Mudando de assunto, como foi sua história com o PSTU?
Desde 1994, quando a gente ingressou no movimento sindical, eu já tinha alguma relação com o pessoal do PSTU de Belém, mas, neste mesmo ano, eu me filiei ao PT, pois nós não tínhamos muita opção de escolha no município, naquele momento. Porém, quando o Lula se candidatou, em 2002, as propostas que ele estava trazendo me convenceram que ele não era mais a pessoa que eu tinha que defender. Eu tinha aprendido que era preciso dizer não à Alca, não ao FMI e à dívida externa, e o Lula estava dizendo tudo o contrário.
Vi que eu tinha que sair do partido. Eu acompanhei a candidatura do Atenágoras, para deputado estadual, e vi que a gente tinha que se filiar e trazer o PSTU para o nosso município. No começo, foram apenas quatro, agora já temos um diretório.

Houve um episódio marcante em relação ao palanque do PT durante a campanha?
No segundo turno das eleições, tinha um comício do PT e eu passei e dei uma olhada. E quem estava no palanque? Todos os assassinos estavam lá. O assassino do Lezinho, um sindicalista morto em 2002, estava lá e a viúva dele também. Aquilo me indignou muito. Até me chamaram para subir no palanque e eu disse não. Lá não era meu lugar. Lá estava o Sr. Décio Barroso Mendes, o mandante do crime, algo que foi provado, junto com a esposa da vítima. Como também estavam os mandantes do José de Ribamar, o sindicalista que foi morto há um mês.

E que você acha que irá acontecer daqui pra diante?

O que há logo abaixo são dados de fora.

PR #6918, opened 2026-05-28
feat: make billingCode editable in issue Properties panel

### LINKED ISSUE #6845: Expose billingCode field in New Issue form UI and issue detail panel
## Summary

`billingCode` is supported by the Paperclip API and the MCP server, but it is not exposed anywhere in the web UI. The New Issue form has no input for it, and the issue detail Properties panel does not display it. This forces users who need `billingCode` populated to create issues exclusively via the API or MCP, which is workable but not ideal.

## Current state (verified on v2026.416.0)

- **API:** `billingCode` field accepted on issue create and update.
- **MCP server (`@paperclipai/mcp-server`):** `paperclipCreateIssue` and `paperclipUpdateIssue` both accept `billingCode`.
- **Web UI New Issue form:** no input for `billingCode`. Checked the default form, both "..." expander menus, and inspected the rendered HTML — the string "billingcode" does not appear anywhere in the form's DOM.
- **Web UI issue detail Properties panel:** `billingCode` is not displayed, even on issues where it is populated.

Tested by creating an issue via the MCP with `billingCode: "example-client-slug"`, then opening it in the web UI. The field is set in the database (confirmed via API readback) but not visible to the user anywhere in the UI.

## Why this matters

For multi-client agencies and any organization that needs to attribute Paperclip work to a billing or cost-tracking dimension, `billingCode` is the natural place to record that. Without UI exposure:

1. Users who create issues manually through the web UI cannot set `billingCode`, so issues created that way are always missing it.
2. Users cannot see at a glance which client or billing dimension an issue belongs to when viewing it in the UI.
3. Any team workflow that depends on `billingCode` accuracy has to enforce it externally (custom validation skills, MCP wrappers, etc.) rather than relying on the UI as the source of truth.

In our case, every Paperclip issue must carry a `billingCode` matching a canonical client slug, and the rule is enforced by a custom validation skill we invoke before every `paperclipCreateIssue` call. That works for AI-driven issue creation, but it leaves UI-created issues uncovered — which is why we've had to make a working rule that "all issue creation must go through the MCP path until the field is exposed in the UI."

## Suggested minimum scope

Two changes that would close the gap:

1. **New Issue form:** add an optional `billingCode` text input. Either inline in the default form or behind one of the existing "..." expander menus.
2. **Issue detail Properties panel:** display `billingCode` as a read/editable field when it is set on an issue.

A nice-to-have but not required for v1: validation hooks (e.g., a regex pattern or a configurable allow-list of values per company) so teams that enforce a canonical set of `billingCode` values can do so at the form level instead of post-hoc.

## Workaround we use today

- All issue creation goes through the MCP, never the web UI.
- A pre-call validation skill checks `billingCode` against a canonical slug list and refuses to call `paperclipCreateIssue` if the value is missing or unknown.
- Agent instructions explicitly tell agents to inherit `billingCode` from the parent issue when creating sub-issues.

Happy to share more detail on the workflow if it would help shape the UI design.

## Environment

- Paperclip version verified: `v2026.416.0`
- Verification date: 2026-05-11

isak-ialogics:
## Summary

`billingCode` was only shown as a read-only copyable field in the Properties panel (and only when already set), forcing users to use the API/MCP to set or change it.

## Changes

- `ui/src/components/IssueProperties.tsx`: Replaces the static `TruncatedCopyable` display with an inline `<input>` that:
  - Shows always (not just when set), with placeholder `e.g. client-slug`
  - Commits on blur or Enter via `onUpdate({ billingCode: value || null })`
  - Reverts to server value on Escape
  - Uses `font-mono` + accent hover/focus to match the visual style of other metadata fields
  - Syncs with the issue prop via `useEffect` (handles external updates)

## Test plan

- [ ] Open an issue with no `billingCode` — input shows with placeholder
- [ ] Type a value, press Enter or tab away — value is saved and reflected in API
- [ ] Press Escape — value reverts to previously saved value
- [ ] Open an issue that already has a `billingCode` — input pre-filled with the value
- [ ] Clear the value and blur — `billingCode` is set to null in API

Closes #6845


isak-ialogics:

Apologies for the noise.

PR #6929, opened 2026-05-29
fix(db): verify postmaster.pid PID is an actual Postgres process before reusing

### LINKED ISSUE #6597: Bug: embedded Postgres liveness check trusts postmaster.pid PID without verifying it's actually Postgres — causes ECONNREFUSED on reboot
## Environment

- `paperclipai` 2026.513.0, macOS (arm64)
- Embedded PostgreSQL (via `@embedded-postgres/darwin-arm64`)
- Single instance (`instances/default`, port 54329)

## Summary

After a crash or reboot, `instances/default/db/postmaster.pid` may reference a **PID that the OS has recycled to an unrelated process**. Paperclip's startup check sees "a process with that PID exists" and logs:

```
Embedded PostgreSQL already running; reusing existing process (pid=XXXX, port=54329)
```

It does **not** start a fresh Postgres. The server then fails with:

```
connect ECONNREFUSED 127.0.0.1:54329
```

## Observed case

After a reboot, macOS recycled the old Postgres PID to a Chrome Helper process. Paperclip read `postmaster.pid`, called `process.kill(pid, 0)` (or equivalent), got no error (the Chrome process exists), concluded Postgres was running, and skipped spawning — resulting in ECONNREFUSED on every DB operation.

`postmaster.pid` line 4 contains the port (54329); the file is only cleaned up on a clean Postgres shutdown, not on crash/reboot.

## Root cause

The liveness check verifies **PID existence** but not:
- That the process is actually a `postgres` / `postmaster` binary
- That port 54329 is actually listening

## Suggested fix

Before concluding the embedded Postgres is already running, verify at least one of:
1. The process at the recorded PID has a name matching `postgres` / `postmaster`
2. Port 54329 is actually listening (`pg_isready -p 54329` or a TCP connect probe)

If either check fails, treat `postmaster.pid` as stale: move/delete it and start a fresh Postgres instance. The data directory is safe to keep — only the lock file is stale.

## Workaround today

```bash
# Confirm nothing is actually on port 54329
lsof -nP -iTCP:54329 -sTCP:LISTEN

# If empty, move the stale lock and restart Paperclip
mv ~/.paperclip/instances/default/db/postmaster.pid \
   ~/.paperclip/instances/default/db/postmaster.pid.stale-bak
# then: paperclipai run
```

> Note: this is a separate issue from the heartbeat recovery storm (#6596) — different fix surface, included here so it doesn't get buried in that report.

isak-ialogics:
Fixes https://github.com/paperclipai/paperclip/issues/6597

After a system reboot, an unrelated process can inherit the PID stored in postmaster.pid. The existing check (process.kill(pid, 0)) only verifies the process exists, not that it is Postgres. This causes a false-positive healthy report leading to ECONNREFUSED errors.

Add isPostgresPid(pid) which checks /proc/<pid>/comm on Linux (no subprocess) or falls back to ps. Gates the runningPid early-return on a confirmed Postgres process name.


isak-ialogics:

Apologies for the noise.

PR #6930, opened 2026-05-29
fix(gemini-local): detect 'Invalid session identifier' as expired session

### LINKED ISSUE #6552: Bug: Gemini adapter fails hard on expired session resume instead of falling back to fresh session
## Summary

When using the `gemini_local` adapter, Paperclip persists session IDs in `agent_task_sessions` and attempts to resume them on subsequent heartbeat runs. Gemini sessions expire faster than Claude sessions (typically within 15-30 minutes of inactivity). When the resume fails with "Invalid session identifier," Paperclip marks the entire run as `adapter_failed` instead of clearing the stale session and retrying with a fresh session. This causes agents to enter an error/idle flapping loop that wastes heartbeat cycles and produces zero useful work.

## Steps to Reproduce

1. Configure an agent with `adapter_type = gemini_local`
2. Let it complete a heartbeat run successfully (session ID saved to `agent_task_sessions`)
3. Wait longer than the Gemini session expiry window (~15-30 min of inactivity)
4. Trigger the next heartbeat run (timer or assignment wake)

## Expected Behavior

Paperclip attempts to resume the saved session. Gemini API returns "Invalid session identifier." Paperclip clears the stale session from `agent_task_sessions`. Paperclip retries the run with a fresh session. Run succeeds.

## Actual Behavior

Paperclip attempts to resume. Gemini API returns "Invalid session identifier." Paperclip marks the run as `adapter_failed` with error: `Error resuming session: Invalid session identifier "{uuid}"`. Agent status set to `error`. Error-recovery resets agent to `idle`. Next heartbeat tries to resume the SAME stale session. Fails again. Loop repeats indefinitely.

## Impact

- Each failed resume wastes a heartbeat cycle with zero productive work
- Agents flap error/idle indefinitely until manual intervention
- We accumulated 11,947+ stale sessions across 15 gemini_local agents
- One agent (Scrum Master) had 78 session records in agent_task_sessions
- Error code `adapter_failed` is misleading -- the adapter works, the session is expired

## Workaround

Cron job every 5 minutes to purge stale sessions:
```sql
DELETE FROM agent_task_sessions
WHERE last_error IS NOT NULL
AND agent_id IN (SELECT id FROM agents WHERE adapter_type = 'gemini_local');

DELETE FROM agent_task_sessions
WHERE updated_at < NOW() - INTERVAL '30 minutes'
AND agent_id IN (SELECT id FROM agents WHERE adapter_type = 'gemini_local');
```
This prevents accumulation but the first run after a session expires still fails.

## Suggested Fix

In `services/heartbeat.js`, when the adapter returns "Invalid session identifier":
1. Delete the stale session from `agent_task_sessions`
2. Clear `session_id_before` on the current heartbeat_run
3. Retry with `freshSession: true`
4. Log a warning (not error) so it doesn't trigger error-recovery

Alternatively, add a config option like `maxSessionAge` or `sessionReuse: false` for adapters with short-lived sessions.

## Additional Context

- Claude sessions (`claude_local`) are long-lived and resume fine. Bug is Gemini-specific.
- `agent_task_sessions` grows unboundedly for Gemini agents -- needs TTL or max-rows.
- A distinct error code `session_expired` vs `adapter_failed` would improve observability.

isak-ialogics:
## Summary

- Adds `invalid\s+session` to the `isGeminiUnknownSessionError` detection regex in `packages/adapters/gemini-local/src/server/parse.ts`
- Newer Gemini CLI versions emit "Invalid session identifier" when resuming an expired session; the old regex only matched "unknown session" and similar phrases
- This unblocks the existing fresh-session retry path in `execute.ts` (lines 659-669) which already handles the fallback correctly — it just wasn't triggered for this error message
- Adds two test cases in `parse.test.ts` covering the new pattern

Fixes https://github.com/paperclipai/paperclip/issues/6552

## Test plan

- [ ] Verified regex matches "Invalid session identifier" and "invalid session abc123"
- [ ] Verified regex still rejects unrelated errors ("rate limit exceeded", "auth required")
- [ ] Existing retry logic in `execute.ts` clears session and retries with fresh session transparently


isak-ialogics:

Apologies for the noise.

PR #6932, opened 2026-05-29
fix(issues): use effective post-patch assignee in monitor authz check

isak-ialogics:
## Thinking Path

> - Paperclip allows human board users to monitor issues via a monitor policy
> - The PATCH /api/issues/:id route validates that the requesting agent can manage the monitor field
> - The authz check used  — the value before the patch was applied
> - For unassigned issues being self-assigned in the same PATCH, this meant the check ran against null even though the effective post-patch assignee was the requesting agent
> - This PR reads the effective post-patch assignee before the authz check so self-assign + monitor can succeed in one request
> - The benefit is agents can assign themselves and set a monitor in a single operation

## What Changed

- : compute effective assignee from patch body before calling 
- : added test covering self-assign + monitor in a single PATCH

## Verification

- Ran  — pass including new test case

## Risks

Low risk — logic change is localised to the monitor authz check. Existing authorised flows are unaffected.

## Model Used

- Provider: Nous Research Hermes Agent v0.15.1
- Model: qwen/qwen3.6-27b (Qwen3.6-27B-Instruct Q8_0, 27B dense, 131k context)
- Infrastructure: LM Studio on local GPU via PaperclipForge hermes_local adapter
- Capabilities: terminal, file read/write, search tools

## Checklist

- [x] Model Used specified
- [x] Bug fix — Path 1
- [x] Tests pass with new test added
- [x] 2 files changed

### DIFF
--- a/server/src/__tests__/issue-execution-policy-routes.test.ts
+++ b/server/src/__tests__/issue-execution-policy-routes.test.ts
@@ -605,4 +605,154 @@ describe("issue execution policy routes", () => {
       }),
     );
   });
+
+  it("allows a non-CEO agent to self-assign and set a monitor in a single PATCH", async () => {
+    const issue = {
+      id: "aaaaaaaa-aaaa-4aaa-8aaa-aaaaaaaaaaaa",
+      companyId: "company-1",
+      status: "todo",
+      assigneeAgentId: null,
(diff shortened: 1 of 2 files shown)


isak-ialogics:

PR #6933, opened 2026-05-29
fix(wakes): await assignment wake on issue create/child/interaction routes

### LINKED ISSUE #6556: Wake event delivery gap: agents assigned in initial POST don't reliably wake until @-mention
# Wake event delivery gap: agents assigned in initial POST don't reliably wake until @-mention

## Summary

When a new issue is created via POST `/api/companies/{companyId}/issues` with `assigneeAgentId` set in the initial payload, the assigned agent does NOT reliably wake. The issue appears in their inbox correctly, but no `issue_assigned` event seems to fire (or it fires and gets lost). An explicit @-mention comment posted afterward reliably triggers wake. Suggests POST-with-assignee path is missing the event-emission that PATCH-assignee path has.

## Environment

- Paperclip 2026.512.0
- `claude_local` adapter
- Both Tier 1 (Opus 4.7) and Tier 2 (Codex) agents affected — observed across Architect (Tier 1), CEO (Tier 1), Local Eng (Tier 2), Codex Eng (Tier 2)

## Reproduction

1. POST a new issue:
   ```bash
   curl -X POST .../api/companies/{companyId}/issues -d '{
     "title": "Test issue",
     "description": "...",
     "assigneeAgentId": "<agent-uuid>",
     "status": "todo",
     "priority": "high",
     "parentId": "<some-parent>"
   }'
   ```
2. Issue is created successfully. Response shows `assigneeAgentId` set, `status: todo`.
3. Wait 5-10 minutes.
4. Check agent's runs — no new run since the POST.
5. Post a comment on the new issue containing `@<AgentName>` mention.
6. Agent wakes within ~30-60 seconds of the comment and begins processing.

## Expected behavior

POST-with-assignee should trigger an `issue_assigned` event (or equivalent) that wakes the agent, identical to PATCHing assignee onto an existing issue.

## Actual behavior

- POST-with-assignee: no wake, agent silent until other trigger.
- PATCH-assignee (after the fact): wakes reliably (we've observed).
- Comment with @-mention: wakes reliably.

We observed this pattern today across 3 newly-created child issues (ADF-503/504/505), all assigned at create-time to Architect or CEO. All 3 sat silent for ~10 minutes after creation. Posted @-mention comments → all 3 woke within 1-2 minutes and completed work successfully in 5-8 minutes each.

## Impact

Anyone doing factory-style decomposition (CEO files multiple child issues, expects assignees to pick up automatically) will see their decomposed children sit idle until operator @-mentions each. Adds friction proportional to decomposition fan-out.

## Workaround we currently use

For every new POST that includes `assigneeAgentId`:
1. POST the issue.
2. Immediately POST a comment with `@<AgentName>` mention to trigger wake.

OR: 

1. POST the issue WITHOUT assignee (omit `assigneeAgentId`).
2. Immediately PATCH the issue with `assigneeAgentId`.

Both add an extra API call per issue. For batch decomposition (e.g. 6 child issues from a milestone parent), this becomes 6 extra calls.

## Speculation on root cause

Two paths that should produce the same event likely diverged:
- PATCH-assignee path: explicitly emits `issue_assigned` event on assignee change.
- POST-with-assignee path: may emit `issue_created` but not `issue_assigned` (assignee was "always" set, never changed from null).

If event subscribers only listen for `issue_assigned`, POST-with-assignee silently misses the wake.

## Notes

- Easy to verify: tail server logs during the POST vs PATCH paths and see which events are emitted.
- Related: status auto-transition gap (filed separately).
- Related: workspace inheritance gap (filed separately).
- Polite bug report from downstream user. Happy to test a fix if one lands.

isak-ialogics:
## Problem

Fixes #6556. Agents assigned in the initial `POST /api/companies/{id}/issues` call were not reliably woken because `queueIssueAssignmentWakeup` was called with `void` (fire-and-forget) in three places:

- `POST /companies/:companyId/issues` (main create route)
- `POST /issues/:id/children` (child issue create)
- Interaction accept route (bulk `createdIssues` loop)

Any internal error in the wake dispatch was silently swallowed; the agent only picked up the issue on a subsequent @-mention or periodic heartbeat.

## Fix

Change `void → await` on all three create paths. Wake delivery failures now surface immediately, and the response only completes after the wake is queued.

No behavior change when wake succeeds; failure path is now observable rather than silent.

## Testing

- Create an issue via POST with `assigneeAgentId` set
- Agent should receive wake event without needing an @-mention
- Consistent with PATCH reassignment behavior


isak-ialogics:

Apologies for the noise.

O Encontro Sindical Nacional contra as reformas do governo demonstrou que as lutas vão aumentar. Nosso papel, lá entre os madeireiros, é levar a discussão sobre a luta contra as reformas para fazer parte desse enorme movimento que, eu acredito, pode criar uma alternativa de luta para todos os trabalhadores do campo e da cidade.